The issue
It is commonplace that chemical gas cargoes which may potentially be off specification could result in expensive cargo claims as well as additional costs and delays with ensuing disputes between the owners and the charterers. Obtaining a representative sample and applying the most appropriate analytical test method could, therefore, be crucial. We have recently seen some cases where this has come into sharp focus during loading on LPG vessels. One of these cases concerned Vinyl Chloride Monomer (VCM) cargo and how to sample and test its iron content on board a LPG vessel.
The cargo
Vinyl Chloride Monomer (VCM) or chloroethylene is amongst the largest traded commodities by volume with a world production at over 30 million tonnes per year. VCM is chiefly used for the production of polyvinylchloride (PVC) from which many bottles, plastic cards and construction pipes are made. VCM is a colourless gas with a distinctive sweet odour, characterised by high toxicity, flammability and carcinogenic properties. VCM is generally produced through either direct chlorination or oxychlorination processes, using copper/iron-based catalysts and is usually shipped in medium/small parcels on board semi/fully-pressurised LPG vessels.

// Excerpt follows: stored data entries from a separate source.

PR #9335, opened 2019-08-07
Localization: update pyramid_map module in local_pyrami_map

tthhee:


MikeZhu92:
May I know where this module is being using by apollo?
It seems like msf and ndt are still using the older version of the base_map and it's derived classes.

In addition to specification parameters typically encountered in the chemical gases trade (e.g. dew point, water content, various gaseous impurities), VCM cargoes demand a very strict limit on the amount of dissolved iron which is usually stipulated as ≤ 0.5 ppm. The reason underlying the strict quality control for dissolved iron is borne out of the fact that it plays a crucial role in determining VCM monomer suitability for PVC production, which remains its main market outlet.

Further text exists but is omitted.